[En-Nut-Discussion] devnut_m3n: lpc1768_flash.ld and lpc1778_flash.ld Linker scripts

Ulrich Prinz ulrich.prinz at googlemail.com
Mon Jan 23 17:45:13 CET 2012


Hi Ole,

regarding the 0x1C location we can merge that with another idea I had:

In CMSIS the negative 'interrupts' (-15..0) are fixed and should be
handled through static interrupt handlers by the OS itself.
In the actual situation only the two words for initial stack pointer
and reset vector are stored in flash and copied over to ram at the
beginning of the RAM interrupt vector table.
But as systick, NMI and the others < 0 are to be considered static, we
could add them in the linker and push them with the right values.
This even saves some flash as the interrupt init calls for these
functions are obsolete.

This makes a pseudo interrupt entry at 0x1C available where your
check-value can be located without problem.

Am 18. Januar 2012 18:13 schrieb Bernard Fouché <bernard.fouche at kuantic.com>:
>
> Le 18/01/2012 13:48, Ole Reinhardt a écrit :
>>
>>> 2) The Code Protection Read value at 0x2FC: same problem but even
>>> nastier since there is a 'chance' that total control of the MCU is lost.
>>> OpenOCD does not know about this location. A 'hole' must be defined in
>>> the linker script for the 4 bytes at that location and an optional tool
>>> must consider this location is one wants to lock the MCU for security
>>> purposes.

This looks like interrupt 191 (or 179 by CMSIS counting)...

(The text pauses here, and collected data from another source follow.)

PR #248, opened 2019-09-10
fix #247

### LINKED ISSUE #247: mosaicsAmountViewFromAddress calling mosaicHttp.getMosaics once / mosaic
Here `mosaicsAmountView `sends mosaicIds one by one to `mosaicsView`
Then `mosaicsView` makes one `mosaicHttp.getMosaics` call per mosaics
This results in calling the endpoints `/mosaic` and `/network` one time per mosaic and the client eventually hangs when there are too many `mosaicId`

All `mosaicId` should be passed to `getMosaics` in an array

https://github.com/nemtech/nem2-sdk-typescript-javascript/blob/c8259f9590ac9fa7d954349b10fe55a71ff52911/src/service/MosaicService.ts#L67

decentraliser:
This does the trick for me in the compiled file, it's much faster
I didn't try to build it on the SDK

working compiled version:

    mosaicsAmountView(mosaics) {
        return rxjs_1.from(mosaics)
            .pipe(
                operators_1.toArray(),
                operators_1.concatMap(mosaics =>
                    rxjs_1.zip(
                        rxjs_1.of(mosaics).pipe(operators_1.flatMap(x=>x)),
                        rxjs_1.of(mosaics)
                            .pipe(
                                operators_1.flatMap(x => x),
                                operators_1.map(mosaic => new MosaicId_1.MosaicId(mosaic.id.id.toDTO())),
                                operators_1.toArray(),
                                operators_1.mergeMap((mosaic) => this.mosaicsView(mosaic)),
                                operators_1.flatMap(x=>x)
                            )
                    ).pipe(
                        operators_1.map(([mosaic, mosaicView]) => {
                            return new MosaicAmountView_1.MosaicAmountView(mosaicView.mosaicInfo, mosaic.amount)
                           })
                        ),
                ),
                operators_1.toArray(),
            )
    }

### DIFF
--- a/src/service/MosaicService.ts
+++ b/src/service/MosaicService.ts
@@ -62,16 +62,30 @@ export class MosaicService {
      * @returns {Observable<MosaicAmountView[]>}
      */
     mosaicsAmountView(mosaics: Mosaic[]): Observable<MosaicAmountView[]> {
-        return observableOf(mosaics).pipe(
-            mergeMap((_) => _),
-            mergeMap((mosaic: Mosaic) => this.mosaicsView([new MosaicId(mosaic.id.id.toDTO())]).pipe(
-                filter((_) => _.length !== 0),
-                map<MosaicView[], MosaicAmountView>((mosaicViews) => {
-                    return new MosaicAmountView(mosaicViews[0].mosaicInfo, mosaic.amount);
-                }),
-            toArray())));
+        return from(mosaics)
+            .pipe(
+                toArray(),
+                concatMap(mosaics =>
+                    zip(
+                        of(mosaics).pipe(flatMap((_) => _)),
+                        of(mosaics)
+                            .pipe(
+                                flatMap((_) => _),
+                                map(mosaic => new MosaicId(mosaic.id.id.toDTO())),
+                                toArray(),
+                                mergeMap((mosaic) => this.mosaicsView(mosaic)),
+                                flatMap((_) => _),
+                            )
+                    ).pipe(
+                        map(([mosaic, mosaicView]) => {
+                            return new MosaicAmountView(mosaicView.mosaicInfo, mosaic.amount)
+                        })
+                    ),
+                ),
+                toArray(),
+            )
     }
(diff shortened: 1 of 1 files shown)


src/service/MosaicService.ts
```diff
@@ -62,16 +62,30 @@ export class MosaicService {
      * @returns {Observable<MosaicAmountView[]>}
      */
     mosaicsAmountView(mosaics: Mosaic[]): Observable<MosaicAmountView[]> {
-        return observableOf(mosaics).pipe(
-            mergeMap((_) => _),
-            mergeMap((mosaic: Mosaic) => this.mosaicsView([new MosaicId(mosaic.id.id.toDTO())]).pipe(
```
evias: this in fact will call the networkType observable for any mosaics. What about fixing the issue in this method `mosaicsView` (fix: get network type only once for whole Http service with said endpoint.) https://github.com/nemtech/nem2-sdk-typescript-javascript/blob/1e4814a1d47b6127ac5c5489c9f9ce985cb50c37/src/service/MosaicService.ts#L51

Seems like the fix is very cumbersome and could be refactored using mergeMap or other operators.

decentraliser:
https://github.com/nemtech/nem2-sdk-typescript-javascript/blob/1e4814a1d47b6127ac5c5489c9f9ce985cb50c37/src/service/MosaicService.ts#L76

The mosaic view looks fine to me, if you pass an array to it, it will just
call the network type once

src/service/MosaicService.ts
decentraliser: The mosaic view looks fine to me, if you pass an array to it, it will just
call the network type once:
https://github.com/nemtech/nem2-sdk-typescript-javascript/blob/1e4814a1d47b6127ac5c5489c9f9ce985cb50c37/src/service/MosaicService.ts#L76

Yes, my proposition is not elegant... and I actually just noticed that it does not work, because getMosaics() does not return the mosaics in the same order.

PR #1441, opened 2022-06-27
Feat/search endpoint

### LINKED ISSUE #1480: Generic search API for clients
The API accepts query as parameter and return eventsdb data if query is one of the following:
* BlockHash
* Round no
* transaction_hash,
* file_name
* content hash
* Wallet address

Requirement for: https://github.com/0chain/web-apps/issues/473, https://github.com/0chain/web-apps/issues/472

lawRathod:
## Changes
* Adds new search endpoint on sharder for generic search query

Closes https://github.com/0chain/web-apps/issues/473
Closes https://github.com/0chain/web-apps/issues/472
Closes https://github.com/0chain/0chain/issues/1480

## Tests

- blobber:
- gosdk:
- system_test:
- zboxcli:
- zwalletcli:
- Other: ...

### DIFF
--- a/code/go/0chain.net/smartcontract/dbs/event/search.go
+++ b/code/go/0chain.net/smartcontract/dbs/event/search.go
@@ -1,10 +1,19 @@
 package event
 
-import "database/sql"
+import (
+	"database/sql"
+	"strconv"
+)
 
 // GetGenericSearchType returns kind of search query
 func (edb *EventDb) GetGenericSearchType(query string) (string, error) {
 	var queryType string
+	var round int
+
+	round, err := strconv.Atoi(query)
+	if err != nil {
+		round = -1
+	}
 
 	res := edb.Store.Get().Raw(
 		"SELECT "+
@@ -15,7 +24,7 @@ func (edb *EventDb) GetGenericSearchType(query string) (string, error) {
 			"THEN 'BlockHash' "+
 			"WHEN EXISTS (SELECT Id FROM USERS WHERE USER_ID = @query) "+
 			"THEN 'UserId' "+
-			"WHEN EXISTS (SELECT Id FROM BLOCKS WHERE ROUND = @query) "+
+			"WHEN EXISTS (SELECT Id FROM BLOCKS WHERE ROUND = @round) "+
 			"THEN 'BlockRound' "+
 			"WHEN EXISTS (SELECT Id FROM WRITE_MARKERS WHERE CONTENT_HASH = @query) "+
 			"THEN 'ContentHash' "+
@@ -24,6 +33,7 @@ func (edb *EventDb) GetGenericSearchType(query string) (string, error) {
 			"ELSE 'Not Found' "+
 			"END AS queryType",
 		sql.Named("query", query),
+		sql.Named("round", round),
 	).Scan(&queryType)
 
 	return queryType, res.Error
--- a/code/go/0chain.net/smartcontract/dbs/event/search.go
+++ b/code/go/0chain.net/smartcontract/dbs/event/search.go
@@ -2,6 +2,7 @@ package event
 
 import (
 	"database/sql"
+	"fmt"
 	"strconv"
 )
 
@@ -10,30 +11,42 @@ func (edb *EventDb) GetGenericSearchType(query string) (string, error) {
 	var queryType string
 	var round int
 
+	roundSearchQueryString := ""
 	round, err := strconv.Atoi(query)
-	if err != nil {
-		round = -1
+	if err == nil {
+		roundSearchQueryString = fmt.Sprintf(
+			`WHEN EXISTS (
+				SELECT Id FROM BLOCKS WHERE ROUND = %d
+			) THEN 'BlockRound'`, round,
+		)
 	}
 
 	res := edb.Store.Get().Raw(
-		"SELECT "+
-			"CASE "+
-			"WHEN EXISTS (SELECT Id FROM TRANSACTIONS WHERE HASH = @query) "+
-			"THEN 'TransactionHash' "+
-			"WHEN EXISTS (SELECT Id FROM BLOCKS WHERE HASH = @query) "+
-			"THEN 'BlockHash' "+
-			"WHEN EXISTS (SELECT Id FROM USERS WHERE USER_ID = @query) "+
-			"THEN 'UserId' "+
-			"WHEN EXISTS (SELECT Id FROM BLOCKS WHERE ROUND = @round) "+
-			"THEN 'BlockRound' "+
-			"WHEN EXISTS (SELECT Id FROM WRITE_MARKERS WHERE CONTENT_HASH = @query) "+
-			"THEN 'ContentHash' "+
-			"WHEN EXISTS (SELECT Id FROM WRITE_MARKERS WHERE NAME = @query) "+
-			"THEN 'FileName' "+
-			"ELSE 'Not Found' "+
-			"END AS queryType",
+		fmt.Sprintf(
+			`
+			SELECT 
+			CASE 
+			%s
+			WHEN EXISTS (
+				SELECT Id FROM USERS WHERE USER_ID = @query
+			) THEN 'UserId' 
+			WHEN EXISTS (
+				SELECT Id FROM TRANSACTIONS WHERE HASH = @query
+			) THEN 'TransactionHash' 
+			WHEN EXISTS (
+				SELECT Id FROM BLOCKS WHERE HASH = @query
+			) THEN 'BlockHash' 
+			WHEN EXISTS (
+				SELECT Id FROM WRITE_MARKERS WHERE CONTENT_HASH = @query
+			) THEN 'ContentHash' 
+			WHEN EXISTS (
+				SELECT Id FROM WRITE_MARKERS WHERE NAME = @query
+			) THEN 'FileName'
+			ELSE 'Not Found' 
+			END AS queryType
+		`, roundSearchQueryString,
+		),
 		sql.Named("query", query),
-		sql.Named("round", round),
 	).Scan(&queryType)
 
 	return queryType, res.Error
--- a/code/go/0chain.net/smartcontract/dbs/event/search.go
+++ b/code/go/0chain.net/smartcontract/dbs/event/search.go
@@ -1,0 +1,30 @@
+package event
+
+import "database/sql"
+
+// GetGenericSearchType returns kind of search query
+func (edb *EventDb) GetGenericSearchType(query string) (string, error) {
+	var queryType string
+
+	res := edb.Store.Get().Raw(
+		"SELECT "+
+			"CASE "+
+			"WHEN EXISTS (SELECT Id FROM TRANSACTIONS WHERE HASH = @query) "+
+			"THEN 'TransactionHash' "+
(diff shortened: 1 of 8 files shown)


code/go/0chain.net/chaincore/chain/state_handler.go
```diff
@@ -139,6 +141,29 @@ func (c *Chain) GetNodeFromSCState(ctx context.Context, r *http.Request) (interf
 	return retObj, nil
 }
 
+/*GetSearchHandler - Get result based on query, query could be blockHash, transactionHash, wallet address */
+func (c *Chain) GetSearchHandler(ctx context.Context, r *http.Request) (interface{}, error) {
```
dabasov: @lawRathod I meant this question, to define the type of value we request, then we can switch in golang and query needed entity, it will guarantee 2 queries no matter how much cases we have
```sql
SELECT 
  CASE 
  WHEN EXISTS (SELECT Id FROM TRANSACTIONS WHERE TRANSACTIONS.HASH = 'ab17d7fd0108b706e6f7e44707c4acbbba8ff50e55c5c91ac0552080b71c5f92')
       THEN 'T' 
  WHEN EXISTS (SELECT Id FROM BLOCKS WHERE BLOCKS.HASH = 'ab17d7fd0108b706e6f7e44707c4acbbba8ff50e55c5c91ac0552080b71c5f92')
       THEN 'B' 
  WHEN EXISTS (SELECT Id FROM CLIENTS WHERE CLIENTS.ID = 'ab17d7fd0108b706e6f7e44707c4acbbba8ff50e55c5c91ac0552080b71c5f92')
       THEN 'C' 
  END AS NewFiled  
  ```

**Review by dabasov — APPROVED** [review]
lgtm

**Review by dabasov — CHANGES_REQUESTED** [review]
lgtm, do not merge until clients table is added

File: code/go/0chain.net/chaincore/chain/state_handler.go (hunk 1 above)
Comment (lawRathod) [reply code/go/0chain.net/chaincore/chain/state_handler.go]: I have moved the endpoint location from `state_handler.go` to `storagesc/handler`, I think the search handler makes more sense on the sharder. What do you think?

File: code/go/0chain.net/smartcontract/dbs/event/search.go [hunk 2]
```diff
@@ -0,0 +1,40 @@
...
+			"WHEN EXISTS (SELECT Id FROM USERS WHERE USER_ID = @query) "+
+			"THEN 'UserId' "+
+			"WHEN EXISTS (SELECT Id FROM BLOCKS WHERE ROUND = @round) "+
+			"THEN 'BlockRound' "+
+			"WHEN EXISTS (SELECT Id FROM WRITE_MARKERS WHERE CONTENT_HASH = @query) "+
+			"THEN 'ContentHash' "+
+			"WHEN EXISTS (SELECT Id FROM WRITE_MARKERS WHERE NAME = @query) "+
+			"THEN 'FileName' "+
+			"ELSE 'Not Found' "+
+			"END AS queryType",
```
peterlimg: hmm, I'm not a fan of putting generic search in sharders, it should be a higher level function that should not be provided directly by the sharders,  otherwise it may cause performance issue for sharders, such as if I provide none exist query string every time, then the sharder will need to check all the tables to see if the query data exists. 

Instead, for the generic search function that the web app needed, we might need to parse the query string first to get the query type and data, and then call specific API to get the data respectively. 

The `query` format could be like the github filters that we can see when we search pull requests or issues, such as `is:open is:pr author:peterlimg`, and for us, the query string could be for example: `block:af204cfd0e3a7dea37d168acbccad252c59d335dabf5647cb55d35f29e5caba2`, `round:1000`, `txn:af204cfd0e3a7dea37d168acbccad252c59d335dabf5647cb55d35f29e5caba2`, etc.

peterlimg (changes requested):

code/go/0chain.net/smartcontract/storagesc/handler.go
```diff
@@ -2234,3 +2235,104 @@ func (srh StorageRestHandler) getBlobber(w http.ResponseWriter, r *http.Request)
...
+		return
+	}
+
+	queryType, err := edb.GetGenericSearchType(query)
+	if err != nil {
+		common.Respond(w, r, nil, common.NewErrInternal(err.Error()))
+		return
+	}
+
+	if queryType == "TransactionHash" {
```
ssardana08: at 1 time it cannot be more than one type
better we use switch case here..

ssardana08 (changes requested):

code/go/0chain.net/smartcontract/dbs/event/search.go
dabasov: > mm, I'm not a fan of putting generic search in sharders, it should be a higher level function that should not be provided directly by the sharders, otherwise it may cause performance issue for sharders, such as if I provide none exist query string every time, then the sharder will need to check all the tables to see if the query data exists.

not sure it is huge performance loss, it is 3 lookups to indexes, should be fast, much faster than aggregate functions for example. @peterlimg I agree with you that searching is not sharders responsibility and we might need some other indexing solution, such as elastic or similar, but this exact query will work fast

code/go/0chain.net/smartcontract/storagesc/handler.go
lawRathod: Done Sumit!

stewartie4 (commented):
are there any tests for this new endpoint? we shouldn't be merging new features without tests

lawRathod:
> are there any tests for this new endpoint? we shouldn't be merging new features without tests

No tests added here but I think there's sharder endpoints tests on system-tests, we can add it for this if we decide to actually keep it.

code/go/0chain.net/smartcontract/dbs/event/search.go
```diff
@@ -0,0 +1,40 @@
...
+
+	round, err := strconv.Atoi(query)
+	if err != nil {
+		round = -1
+	}
+
+	res := edb.Store.Get().Raw(
+		"SELECT "+
+			"CASE "+
+			"WHEN EXISTS (SELECT Id FROM TRANSACTIONS WHERE HASH = @query) "+
```
sum-it08, line 21: identifier truncated issue will be there as hashes are 64 chars

code/go/0chain.net/smartcontract/dbs/event/search.go
```diff
@@ -0,0 +1,40 @@
...
+			"THEN 'TransactionHash' "+
+			"WHEN EXISTS (SELECT Id FROM BLOCKS WHERE HASH = @query) "+
```
sum-it08, line 23: same here

code/go/0chain.net/smartcontract/dbs/event/search.go
```diff
@@ -0,0 +1,40 @@
...
+			"THEN 'BlockHash' "+
+			"WHEN EXISTS (SELECT Id FROM USERS WHERE USER_ID = @query) "+
```
sum-it08, line 25: same here

code/go/0chain.net/smartcontract/dbs/event/search.go
```diff
@@ -0,0 +1,40 @@
...
+			"THEN 'UserId' "+
+			"WHEN EXISTS (SELECT Id FROM BLOCKS WHERE ROUND = @round) "+
+			"THEN 'BlockRound' "+
+			"WHEN EXISTS (SELECT Id FROM WRITE_MARKERS WHERE CONTENT_HASH = @query) "+
```
sum-it08, line 29: same here

code/go/0chain.net/smartcontract/dbs/event/search.go
```diff
@@ -0,0 +1,40 @@
...
+			"THEN 'ContentHash' "+
+			"WHEN EXISTS (SELECT Id FROM WRITE_MARKERS WHERE NAME = @query) "+
```
ssardana08: this is expensive and inconsistent. something to think about

code/go/0chain.net/smartcontract/dbs/event/search.go
```diff
@@ -0,0 +1,40 @@
+package event
+
+import (
+	"database/sql"
+	"strconv"
+)
+
+// GetGenericSearchType returns kind of search query
+func (edb *EventDb) GetGenericSearchType(query string) (string, error) {
```
ssardana08, line 10: `query` is something like the entire command in sql domain..
maybe we should use a better name `searchString`

code/go/0chain.net/smartcontract/dbs/event/search.go
```diff
@@ -0,0 +1,40 @@
...
+	var queryType string
+	var round int
+
+	round, err := strconv.Atoi(query)
+	if err != nil {
```
ssardana08: if it errors, we should not even query in blocks table

code/go/0chain.net/smartcontract/dbs/event/user.go
```diff
@@ -53,17 +54,27 @@ func (edb *EventDb) addOrOverwriteUser(u User) error {
 	return result.Error
 }
 
+func (edb *EventDb) GetUserFromId(userId string) (User, error) {
+	user := User{}
+	return user, edb.Store.Get().Model(&User{}).Where(User{UserID: userId}).Scan(&user).Error
+
+}
+
+func (edb *EventDb) CreateUser(usr *User) error {
```
ssardana08: is this being used anywhere?

code/go/0chain.net/smartcontract/storagesc/handler.go
```diff
@@ -2253,3 +2254,96 @@ func (srh StorageRestHandler) getBlobber(w http.ResponseWriter, r *http.Request)
...
+		return
+	}
+
+	queryType, err := edb.GetGenericSearchType(query)
+	if err != nil {
+		common.Respond(w, r, nil, common.NewErrInternal(err.Error()))
+		return
+	}
+
+	switch queryType {
```
ssardana08, line 2272: there is no case 'FileName' here
which is there in gettingQueryType.. just to make sure we are covering all cases

ssardana08 (changes requested):

dabasov (approved):

code/go/0chain.net/smartcontract/dbs/event/search.go
lawRathod: Yes, I agree, renamed the param!

code/go/0chain.net/smartcontract/dbs/event/search.go
lawRathod: Done

code/go/0chain.net/smartcontract/dbs/event/user.go
lawRathod: I don't remember adding this, could be a result of bad merge/rebase. Removed it since couldn't find it being used anywhere.

code/go/0chain.net/smartcontract/storagesc/handler.go
lawRathod: Good catch! I missed it. Added it.

peterlimg (approved):
lgtm

ssardana08 (approved):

I guess that the NXP people added this security feature at top of the
interrupt vector table of their biggest possible device. They propsed
(truely wrong) that anyone would store a fixed interrupt table in the
flash.
So I see no other option than to create a preset vector table of this
size, with every interrupt pointing to a default irq function. If you
then generate a startup.s defining all interrupt entries as 'weak',
the linker will not complain if any of the interrupts is not
referenced in your code. It instead will use the default vector you
defined.

If needed, I can pass you some demo code doing this.

I skipped it as I tried to omit any assembler code for startup.